PROBLEM DESCRIPTION:
In the lines below, count those containing the word "ghosting" and give the number alone.

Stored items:
____________________

PR #5640, opened 2022-03-13
GameDB: Metal Arms - Glitch in the System (PAL)

Dreadmoth:
### Description of Changes
Force disable mVU Flag Hack to prevent SPS.

### Rationale behind Changes
Prevents graphical glitches. Same fix is already applied to the NTSC version.

mVU Flag Hack enabled:
gs_20220313194752_Metal Arms - Glitch in the System _PAL-M5__SLES-51758

mVU Flag Hack disabled:
gs_20220313194805_Metal Arms - Glitch in the System _PAL-M5__SLES-51758

### Suggested Testing Steps
Test the game with mVU Flag Hack checked / unchecked, SPS should not occur.


bin/resources/GameIndex.yaml
```diff
@@ -11251,6 +11251,8 @@ SLES-51758:
   name: "Metal Arms - Glitch in the System"
   region: "PAL-M5"
   compat: 5
+  speedHacks:
+    mvuFlagSpeedHack: 0  # Fixes SPS.
```
refractionpcsx2, line 11255: can you get rid of the extra space after the 0 please? should only be one space (I know it's a bit inconsistent in the file but I'm trying to rectify that)

RedDevilus:
I bet it affects all the regions.

RedDevilus:
Nvm mvuflaghack was already added for the other serials.

RedDevilus:
Can you check if it needs what the other serials have:

```
  gameFixes:
    - EETimingHack # Texture flicker.
```

Dreadmoth:
> Can you check if it needs what the other serials have which is the EEtiming:

I haven't seen any flickering textures in the first five campaign levels or on any menus - any idea where they might occur?
I searched but couldn't find any specific details about it.

That fix appears to have been added for the NTSC version in 2011 (1cbc1ec), maybe it's no longer needed?

bin/resources/GameIndex.yaml
Dreadmoth: Fixed.

refractionpcsx2:
it seems to work (at the start) without it, so I'm not going to touch it, just in case, it's not doing any harm

PR #5648, opened 2022-03-14
GameDB: GS HW renderer fixes for Tales of the Abyss

Tzerinas:
### Description of Changes
Added Half-Pixel Offset: Special (Texture) to fix ghosting when you're upscaling. The wiki mentions black boxes as an issue too and suggests Workarounds (Trilinear + Mipmapping Full). However I can't reproduce the issue when Half-Pixel Offset is set to Special (Texture).

### Rationale behind Changes
Upscaling goodness & helping out the GameDB

### Suggested Testing Steps
Test Abyss. Bad ghosting shouldn't occur.

### DIFF
--- a/bin/resources/GameIndex.yaml
+++ b/bin/resources/GameIndex.yaml
@@ -881,6 +881,8 @@ SCAJ-20162:
 SCAJ-20163:
   name: "Tales of the Abyss"
   region: "NTSC-Unk"
+  gsHWFixes:
+    halfPixelOffset: 2
 SCAJ-20164:
   name: "Kingdom Hearts II"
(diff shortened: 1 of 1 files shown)


Ziemas:
If you rebase your branch on top of master it should get rid of the merge. `git rebase origin/master` while in your branch.

Ziemas:
> If you have merge commits it will block the squash, `git reset --hard origin/master` perhaps works?

That would just restore his branch to the same state as master.

RedDevilus:
I suppose, but he could easily apply a commit above but yeah my bad.

PR #5649, opened 2022-03-14
DEV9: Qt Settings Panel

TheLastRar:
### Description of Changes
Adds a Qt UI for configuring DEV9 settings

____________________

RESPONSE:
2